I use beef bones, I actually like them better than veal bones. I got them at a local butcher, and when I went up to pay, the cashier asked me what kind of dog I had. They have them labeled as dog bones. Some marrow spread on a crostini:





This crostini is a little overloaded, but we only had one left and I put all of the remaining marrow onto it. Sprinkle on a little sea salt, and you are good to go! If you have never tried marrow, I highly recommend it. The bones are cheap, easy to prepare, and it is oh so good.





And now we need dessert. How about beer floats? Just like root beer floats you had as a kid, but for adults. You want a stout, and the rich sweet/coffee flavored ones. I have some '04-'05 Brooklyn Black Chocolate Stout in the fridge, 1 12oz bottle is plenty for 2 desserts. We used both vanilla and coffee ice creams from "The Farmer's Cow". The Farmer's Cow is a group of farmers in Connecticut that produce milk, cream, ice cream, eggs, apple cider, etc. Their ice cream is outstanding. The best textured ice cream I have ever had, ever. I like Ben & Jerrys just fine, and sometimes I like lots of chunks and swirls and nuts in my ice cream. But if you want just plain ice cream and are in New England, find some of this stuff. Ok, back to my dessert.

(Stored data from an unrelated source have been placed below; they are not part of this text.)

PR #98, opened 2021-11-17
Refactor routing

baarkerlounger:
This PR makes some pretty major changes to how page routing works. It changes the logic from 
```
current question -> next question
```

to

```
next_question -> evaluate if all conditions have been met to show
```

The advantages of this are that

- We don't need large amounts of duplication in the form definition (repeating page definitions for each possible route)
- It allows us to easily calculate whether a page was shown or not
- This fixes some bugs with showing the right questions in the check answers section

### DIFF
--- a/app/models/form.rb
+++ b/app/models/form.rb
@@ -108,22 +108,15 @@ class Form
   end
 
   def page_routed_to?(page, case_log)
-    return true unless pages_with_routing_conditions.include?(page)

Tell me you don't want to lick your computer screen while staring at this. 





Ok, that's all for now. Enjoy!


----------



## JBroida (Mar 27, 2011)

we need a "like" feature

+1 on the brussel sprouts + pork thing

+1 on marrow=good... i like the beef bones too


----------



## JohnnyChance (Mar 27, 2011)

Additional note: my out of the blue hankering for swiss chard and bone marrow actually comes from The Monterey in San Antonio, Texas. The place is just amazing, very simple menu, but the best dining experience I have ever had. When I was there, one of the things I had was Bone marrow with creamed swiss chard and crispy shallots. So when I thought of swiss chard, this is what I thought of, which led me to chard and marrow.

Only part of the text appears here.